Originally, calculus had been developed with infinitessimals (by people like Isaac Newton), but it has been redefined using limits because of historical reasons.
fghsgh No, that is 100% inaccurate.
1. The real reason limits were made conventional in favor of infinitesimal quantities is because, back in the day, formal axiomatizations of mathematics did not exist, and as such, the understanding that the existence of infinite and infinitesimal quantities can be made consistent in first-order logic did not exist. In other words, it had nothing to do with them being confusing, it had to with not having the necessary formal, theoretical tools to set infinitesimal numbers on a rigorous footing. In mathematics, rigor takes superiority over intuitive understanding, so regardless of how less confusing the notion of infinitesimal quantities was, there just was not enough rigor to justify their usage.
2. You completely misrepresent how hyperreal numbers work. First, you claimed that the quantity ε/2 being smaller than ε is an impossibility. This is false. Numbers of the form a + bε, such that ε = 1/ω, where a and b are real numbers, are well-defined and the set has a well-ordering. It also has a different total-ordering which matches that of the real numbers. Also, ωε = 1, not any number. 0/0 can be any number, but that is not the same thing. If you extend the field to a wheel, however, then 0/0 is a well-defined quantity separate from any other.
fghsgh The definition of ε is simply 1/ω, nothing else. Nothing about it contradicts the existence of ε/2.
@@angelmendez-rivera351 I updated my answer. Thanks. Infinitessimals is not something high schoolers usually learn about.
Interesting
tan(z)=i
Does this mean
cos Z = i
is also undefined ?
its not, cos(z)=i principal is ±[π/2 + i log(√2 -1)]
@@Fokalopoka Thank you.
Wolfram alpha says it is i*inf :)
Lol I checked and saw that too.
arctan I.
نريد ترجمه
Oh, so this is just a masked version of ln(z) = 0!
Tan(z)=i has no solution
Well 1=2 truly has no solutions
Now I know angles can be imaginary...... GODDAMMIT MATH LEMME LIVE...
mod(x)=-1
So, we can scale lim x->i 😆
You forget the hypercomplex world hehehe
I’m in 6th grade
I’m dead after watching this
You discovered R3. I call it j hehe
lets just make a new complex number called "j" for the solution to this
inb4 quaternion solutions smh
TAN(Z)=2
I just invented a new type of number, which I call ¥, such that tan(¥)=i.
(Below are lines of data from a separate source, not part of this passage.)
PR #5256, opened 2026-07-22
fix(translate): restore Yandex Translate provider

Columpio:
## Summary

I originally added the Yandex Translate provider to Readest. The relay service it depended on is no longer available, so this PR repairs my original integration and brings the provider back without relying on that relay.

Yandex Translate is especially useful for Slavic languages, where in my experience it often produces better translations than the other available providers. I would like to restore it as an option for Readest users.

## What changed

- Replaced the unavailable `translate.toil.cc` relay with Yandex's translation endpoints.
- Added session creation and reuse, including one retry when Yandex reports an invalid session.
- Added a same-origin Next.js proxy for web builds because browsers cannot set the `Referer` header required by Yandex. Tauri builds call Yandex directly.
- Split long text into requests below Yandex's actual size limit while preserving sentence, whitespace, and grapheme boundaries where possible.
- Kept automatic source-language detection and normalized Chinese locale variants to the language code accepted by the endpoint.
- Added request concurrency limits, timeouts, cancellation support, response validation, and basic abuse protection for the web proxy.
- Re-enabled Yandex in the provider registry.

## Testing

- Yandex provider and translator registry tests: 43 passed.
- Yandex web proxy tests: 18 passed.

### DIFF
--- a/apps/readest-app/src/app/api/yandex-translate/route.ts
+++ b/apps/readest-app/src/app/api/yandex-translate/route.ts
@@ -1,0 +1,129 @@
+﻿import { NextRequest, NextResponse } from 'next/server';
+import {
+  YANDEX_ORIGIN,
+  YANDEX_SESSION_URL,
+  YANDEX_TRANSLATE_URL,
+  YANDEX_USER_AGENT,
+} from '@/services/translators/providers/yandexShared';
+
+/**
+ * Same-origin proxy for the Yandex Translate web API, used by the `yandex`
+ * translation provider in web builds. The Yandex session endpoint requires a
+ * translate.yandex.ru Referer, which a browser cannot send cross-origin, so
+ * the client calls this route and the headers are attached server-side.
+ * Only two fixed upstream endpoints are exposed — no arbitrary URL is ever
+ * fetched, so there is no SSRF surface.
+ */
+const ENDPOINTS: Record<string, string> = {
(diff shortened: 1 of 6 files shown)


apps/readest-app/src/app/api/yandex-translate/route.ts
```diff
@@ -0,0 +1,129 @@
...
+// Response constructor throws when these statuses carry a body.
+const NULL_BODY_STATUSES = new Set([204, 205, 304]);
+
+const getClientId = (request: NextRequest) =>
+  request.headers.get('cf-connecting-ip') ??
+  request.headers.get('x-real-ip') ??
+  request.headers.get('x-forwarded-for')?.split(',')[0]?.trim() ??
+  'unknown';
+
+export async function POST(request: NextRequest) {
```
chrox, line 41: Please refer to readest/apps/readest-app/src/app/api/tts/edge/route.ts and add this
```
const { user, token } = await validateUserAndToken(request.headers.get('authorization'));
  if (!user || !token) {
    return NextResponse.json({ error: 'Not authenticated' }, { status: 403 });
  }
```

so that this proxy api won't be misused and we can add rate limit to specific users.

chrox (changes requested):

chrox (approved):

You can thank me later, weak brained mathematicians 😎👌
I think tan(z)= i has no solution.
Ok… would this have something to do with the fact that cos(π/2) = 0? The invalid inputs exp(πi/2) and exp(-πi/2) remind me of that.
NukeML Not really. It has to do with the fact that log(0) is undefined, since the equation can be rearranged to be e^(iz) = 0, which has no solutions. Alternatively, it means arctan(i) and arctan(-i) are undefined.
First
👍👍👍
Ok, but does tan(z)=i have a hypercomplex solution?